PR #10806, opened 2022-11-30
Snowflake I/O manager guide

jamiedemaria:
### Summary & Motivation
This PR has been broken into a couple smaller PRs:
Quick Start - https://github.com/dagster-io/dagster/pull/10812

Adds a guide for the Snowflake I/O manager

Lots still to do in this, but here's my first pass at the content to start getting feedback! I erred on the side of longer code snippets, but if they are too long, i can condense. one of the pieces of feedback i hear sometimes is that a code snippet like

```
@asset
def my_asset():
    return [1, 2, 3]
```
isn't very helpful, so i tried to make the assets a bit more complex, which in turn makes them longer.

I also haven't even begun to address sections covering using the snowflake io manager with other tools like dbt. but I'm thinking that might fit better in its own guide. 

vercel preview - https://dagster-git-jamie-snowflake-guide-elementl.vercel.app/integrations/snowflake

Other TODOs:
- [ ] put code snippets under test
- [ ] formalize the structure into something that can be re-used for other io manager guides


rexledesma (changes requested):
I think this is a little text-heavy - and still a little too "choose your own adventure". We should wrangle the complexity by explicitly calling out the steps that people will always have to do (e.g. set up the io manager, how to configure it on an asset, how to load/save inputs/outputs from upstream assets).

I think we can split up this PR if that helps - part of the PR should lay out Steps 1-3 for setting up an IO manager + configuring it on a repository + asset.

Then in a separate PR, we can go over the customization route (step 4) which includes saving a subset of columns, storing data in multiple schemas, etc

Issue #10789, opened 2022-11-29
Add information in the docs regarding the partition capabilities of build_asset_reconciliation_sensor


OwenKephart:
### What's the issue or suggestion?

The docstring of that function has been updated to reference partitions, so those changes should be ported over, along with maybe a paragraph or so of extra explanation.

### Message from the maintainers

Impacted by this issue? Give it a 👍! We factor engagement into prioritization.

PR #10807, opened 2022-11-30
Add docs for partitioned asset reconciliation sensor

clairelin135:
https://github.com/dagster-io/dagster/issues/10789

Adds an explanation of how the partitioned asset reconciliation works to the documentation


erinkcochran87 (approved):
I think this looks good overall! I left a few small comments on the Vercel preview - nothing major, so I'm approving this. 

One thing that might be nice in a future PR is to include a diagram or something visual alongside the example you added. I understood the explanation just fine, but I think a visual explaining this would go along way in clarifying things.

PR #10780, opened 2022-11-29
Remove typing_compat dependency

smackesey:
### Summary & Motivation

This removes the `typing_compat` dependency. The same functionality is provided by the `typing_extensions` package, which we already use for other things.

### How I Tested These Changes

Existing tests.

PR #10818, opened 2022-11-30
add pep593 support for inputs

adriangb:
### Summary & Motivation

I've been mainly browsing the docs so far but I think there's an opportunity to reduce boilerplate by using PEP593 annotations to allow dagster metadata to flow alongside Python typing information.

I made a pretty crude POC. I'm honestly not sure what metadata should go there `a DagsterType` directly like I did here? Or should it be an `In` object? Maybe both? What about outputs?

This is a super crude POC. I'm not familiar with the codebase so I just made a `test.py` file and run it like `python test.py`:

```python
from typing import Annotated

from dagster import job, op, DagsterType

set_containing_1 = DagsterType(
    name="set_containing_1",
    description="A set containing the value 1. May contain any other values.",
    type_check_fn=lambda _context, obj: isinstance(obj, set) and 1 in obj,
)

@op
def get_data() -> set[int]:
    return {2}

SetContaining1 = Annotated[set[int], set_containing_1]

@op
def some_operation(foo: SetContaining1):
    pass

@op
def some_other_op(bar: SetContaining1):
    pass

@job
def file_sizes_job():
    data = get_data()
    some_operation(data)
    some_other_op(data)

if __name__ == "__main__":
    file_sizes_job.execute_in_process()
```

### DIFF
--- a/python_modules/dagster/dagster/_core/types/dagster_type.py
+++ b/python_modules/dagster/dagster/_core/types/dagster_type.py
@@ -9,6 +9,7 @@ from typing import Optional as TypingOptional
 from typing import Sequence
 from typing import Type as TypingType
 from typing import cast
+from dagster._utils.typing_api import unpack_if_type_is_pep593_type_annotation
 
 from typing_compat import get_args, get_origin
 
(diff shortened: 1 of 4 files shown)


adriangb:
Any interest in moving forward with this? With some initial feedback I'm happy to resolve conflicts, fix any failing tests, etc.

I'd also like to point out that regardless of this change I think you should ditch the `typing_compat` dependency to reduce your dependency graph since you already depend on `typing-extensions` which provides the same functionality and is maintained by Python core devs. `typing-compat` has 1 star on GitHub, it seems like a huge security risk for all Dagster users.

adriangb:
Looks like `typing-compat` was already removed in #10780, glad to see that!

smackesey:
Hi @adriangb, thanks for this proposal. I will give it a closer look this week, sorry for the late review here.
--------------------------------------------------
* _Activity_
Copy out each line of the material in which the word "snippets" turns up.

* _Output for this exercise_
Lots still to do in this, but here's my first pass at the content to start getting feedback! I erred on the side of longer code snippets, but if they are too long, i can condense. one of the pieces of feedback i hear sometimes is that a code snippet like
- [ ] put code snippets under test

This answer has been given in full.